Last week the Minnesota State Senate passed legislation establishing alternative licensure requirements for Minnesota‘s teachers. Supporters argue this will “put children first” and “close the achievement gap” in our schools. They also argue that talented people are blocked from the teaching profession by unnecessarily rigid certification requirements.
In fact I strongly disagree. It would seem to me that in an era when school budgets are being slashed to the point where kids need to bring their own paper towels to school that we might have problems other than a lack of qualified teachers.
In fact…isn’t true that schools have been forced to cut teachers?
I think I know what’s going on here…the same people pushing for these changes are the same people that argue budget cuts are good for schools…but let’s look at the issue from a common sense point of view.
Being a retired engineer doesn’t mean you will be a good math teacher. Being a good mechanic doesn’t mean you’ll be a good auto shop teacher. Having experience and talent in a profession doesn’t mean you have talent and skill in the teaching profession.
I work in sales. I would argue that most of the people who buy and use my services would be lousy sales people. Even those who understand the value of what I do as well as — or even better than — I do might not be able to sell the product to people who don’t understand the value.
There is a lot more to sales than just knowing a product or an industry. Likewise, there is a lot more to teaching than having a background in an academic subject.
In graduate school I taught several undergraduate courses in the humanities, simple Western civilization courses. You learn immediately that there is more to teaching than just a love and knowledge of the subject you are teaching. You rely on tangible assets like training and experience as much as you do knowledge. But there is a very intangible asset necessary to teaching. Important teaching qualities — patience, empathy, discipline — simply do not follow inherently from a desire to teach.
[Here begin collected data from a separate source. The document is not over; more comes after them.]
PR #626, opened 2021-05-04
Added new functions to LogMatcher

markokitonjics:

## Solution description

## Checklist:
- [ ] Test
- [ ] Documentation (API)
- [ ] MS info leakage check


Pyifan (changes requested):
hi Marko,

PR looks good overall! It would be better if you could fill out the description and tick the check boxes.

There was a tricky issue Yitao once had with match_between on Windows, but I cannot remember the details. I will ask Yitao to review and comment on this PR next Mon. 

Mark as 'request changes' to avoid accidental merge. Thanks!

tests/unit/testplan/common/utils/test_match.py
```diff
@@ -152,6 +152,73 @@ def test_match_all(self, basic_logfile):
         assert matches[0].group(0) == "fourth"
         assert matches[1].group(0) == "fifth"
 
+    def test_not_match(self, basic_logfile):
```
raoyitao, line 155: there is already a ``test_not_match`` in this file, did I miss something ?

tests/unit/testplan/common/utils/test_match.py
```diff
@@ -152,6 +152,73 @@ def test_match_all(self, basic_logfile):
...
+        """Does the LogMatcher raise an exception when match is found."""
+        matcher = LogMatcher(log_path=basic_logfile)
+        matcher.not_match(regex=re.compile(r"bob"), timeout=0.5)
+        matcher.seek()
+        with pytest.raises(Exception):
+            matcher.not_match(regex=re.compile(r"third"), timeout=0.5)
+
+    def test_match_all(self, basic_logfile):
```
raoyitao, line 163: it seems that there is already a ``test_match_all`` in this file.

testplan/common/utils/match.py
```diff
@@ -230,3 +230,97 @@ def match_all(self, regex, timeout=5):
                 raise
 
         return matches
+
+    def match_between(self, regex, mark1, mark2):
```
raoyitao, line 234: We had got a piece of code like this, but I remembered that it cannot work well on Windows because when reading file in text mode the behavior of ``tell`` is not as expected. Kris had mentioned something:

-----------------------------------
9th Dec 2020 9:20:22 pm Notaisz, Krisztian: 

the problem is that on my windows with my python version tell and seek working with raw file position, while read (when in text mode) reading characters, and a \r\n in windos is just transformed to \n automatically by python
so if I seek just before a newline (on windows)

f.tell()  => x
f.read(1) => '\n'
f.tell() => x+2

so you read one char which is a newline represented by two char in the file which is consumed and file position increased by 2
but again, this is not defined to be like that, you should not have assumption on the result of tell it is just represent a position

https://docs.python.org/3/tutorial/inputoutput.html
 
f.tell() returns an integer giving the file object’s current position in the file represented as number of bytes from the beginning of the file when in binary mode and an opaque number when in text mode. 
well you might have the assumption that positions are comparable as it say opaque numbers
---------------------------------------

So I think that the issue of dealing with '\r\n' is still there, or point to me if I missed something?

raoyitao (commented):
See my comments

testplan/common/utils/match.py
kn-ms: The previous implementation was try to get a difference of two position, then read that amount of chars. The problem with that was that the difference are in bytes while the read is per char bases which might read 2 bytes in case of '\r\n'

This implementation does not do any difference, it just read from pos1 till the we pass pos2, the only assumption it does that the positions are comparable.

tests/unit/testplan/common/utils/test_match.py
markokitonjics: Good catch! Not sure what happened there.

Pyifan (approved):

Teaching programs help identify these qualities…as well as the lack of them.
Most arguments for changing teaching license requirements start from some correct premises — we do have an education problem — but it is difficult to see how changing the current teacher licensing process addresses those problems. If teachers are the solution to classroom woes, well…we’ve got them!
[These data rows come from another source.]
PR #628, opened 2021-05-06
Pypi actions

kn-ms:

## Solution description

## Checklist:
- [ ] Test
- [x] Documentation (API)
- [x] MS info leakage check
- [x] For new driver: driver index page

### DIFF
--- a/tests/unit/testplan/web_ui/test_web_app.py
+++ b/tests/unit/testplan/web_ui/test_web_app.py
@@ -77,108 +77,92 @@ def _create_tmp_data_files(base_dir):
     )
 
 
-class TestStaticEndpoints(object):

No, a shortage of qualified teachers isn’t the issue and it is a sham to say it is…for the most part.
There are indeed schools were students are taught by under-qualified teachers — mostly in schools with high minority and immigrant enrolments — but these again are primarily funding issues.
Mathematics teachers, for example, are more difficult to find than physical education teachers. Teachers in demand have options and opt for those schools that offer more. In situations like these you might argue that districts would benefit from math being taught by someone with a background in mathematics, but not a standard license, versus a standardly credentialed teacher with a bachelors degree in history. If alternative licensure were meant to address these situations and only these situations, I could support it. But the real issue is funding in these schools, not the teaching workforce.
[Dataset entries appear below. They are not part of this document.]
PR #633, opened 2021-05-14
Formatted execution times

markokitonjics:
Execution times were shown in seconds.

## Solution description
Formatted execution times.

## Checklist:
- [x] Test
- [ ] Documentation (API)
- [x] MS info leakage check


kn-ms (dismissed):

testplan/web_ui/testing/src/Common/utils.js
```diff
@@ -96,10 +96,49 @@ function domToString(dom) {
  * @param {string} uid - string to be encoded
  * @returns {string}
  */
-function encodeURIComponent2 (str) {
+function encodeURIComponent2(str) {
   return encodeURIComponent(encodeURIComponent(str));
 }
 
+/**
```
Pyifan, line 103: I wonder if there's any library we could use instead of implementing this / 60 & % 60 logic ourselves?

Pyifan (changes requested):

testplan/web_ui/testing/src/Common/utils.js
kn-ms: If remember well that is just used in the api communication in interactive mode, I think we can switch it to base64url.

testplan/web_ui/testing/src/Common/utils.js
```diff
@@ -96,10 +96,49 @@ function domToString(dom) {
...
+  var hours = (durationInMilliseconds - minutes) / 60;
+
+  const isDisplayedHours = hours > 0;
+  const isDisplayedMinutes = (minutes > 0) | isDisplayedHours;
+  const isDisplayedSeconds = (seconds > 0) | isDisplayedMinutes;
+
+  var hoursDisplay = isDisplayedHours ? hours + 'h' : '';
+  var minutesDisplay = isDisplayedMinutes ? minutes + 'm' : '';
+  var secondsDisplay = isDisplayedSeconds ? seconds + 's' : '';
+  var millisecondsDisplay = milliseconds + 'ms';
```
yuxuan-ms, line 135: var -> let
https://developer.mozilla.org/en-US/docs/Web/JavaScript/Reference/Statements/let

Pyifan (approved):

PR #639, opened 2021-05-19
Fix an issue that ``skip_if`` cannot work for parametrized testcases

raoyitao:
* the parametrized testcase is generated with an ``__name__``, however,
  this name can be a temporary one and be the same as parametrized
  template, so at this time ``skip_if`` decorator can associate the
  predicates with wrong testcase. Another thing is that the generated
  testcase will be renamed to ensure it has a unique ``__name__`` thus
  predicates information will be lost. Fix this issue by associating
  predicates directly with atteibute  ``__skip__`` of the testcase.
* Update testcases.

## Checklist:
- [x] Test
- [x] Documentation (API)
- [ ] MS info leakage check


doc/en/multitest.rst
```diff
@@ -94,6 +94,26 @@ A MultiTest instance can be constructed from the following parameters:
     def post_testcase(self, name, env, result):
         pass
 
+  :py:func:`@testcase <testplan.testing.multitest.suite.skip_if>` decorator can
+  be used to define the precondition to determine if a testcase needs to run.
+  It accepts one or several functions, if any of them returns True, then the
+  decorated testcase will not be executed.
+
```
Pyifan, line 101: typo: @testcase --> @skip_if, suggested change:

:py:func:`@skip_if<testplan.testing.multitest.suite.skip_if>` decorator can be used to annotate a testcase. It take one or more predicates, and if any of them evaluated to True, then  the testcase will be skipped by MultiTest instead of being normally executed. The predicate’s signature must name the argument “testsuite” or a MethodSignatureMismatch will be raised.

Pyifan (changes requested):

Pyifan:
I suggest that we consolidate the implementation for @skip_if & @known_to_fail, by setting the attr on the testcase method itself. It feel hacky to achieve this by counting on the sequence number.

doc/en/multitest.rst
raoyitao: modified

raoyitao:
> I suggest that we consolidate the implementation for @skip_if & @known_to_fail, by setting the attr on the testcase method itself. It feel hacky to achieve this by counting on the sequence number.

changed, each function has a __skip__ attribute which is a list to hold those predicates.

Pyifan (approved):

Arguments favoring alternative licensure to address achievement gaps are insincere at best. Lack of qualified teachers is not the problem. What we need is better and stronger funding of schools and a commitment to employ highly trained and experienced teachers already in the teaching pool.
And what is wrong with teachers expecting fair compensation? They are trained professionals providing a valuable service. If the United States expects to remain competitive globally, you would think the last thing people would support would be dumbing down education further in this country.
But people do support this. They also support multi-million dollar salaries for people in fields like finance and argue that high compensation is justified to attract the best performers. Double standard?
The push for alternative licensure comes largely from the political right. Sadly, teaching is among those once-respected professions that the right now vilifies almost solely on the grounds of union membership. Teachers join government workers, factory workers, and trade workers — at least those that are still unionized — as social and economic pariah. And we stand for it.
We have to get away from thinking that everything government does is backward and inefficient. People who enter public service deserve our respect.
Working solutions exist. Start with funding that does not link school funding to local school district tax bases. At the same time look at collective contracts for school supplies and services. The achievement gap that people talk about follows a very close correlation with school district funding. It might surprise anyone but those blinding following an anti-teacher slant that schools with smaller budgets can hire fewer experienced teachers.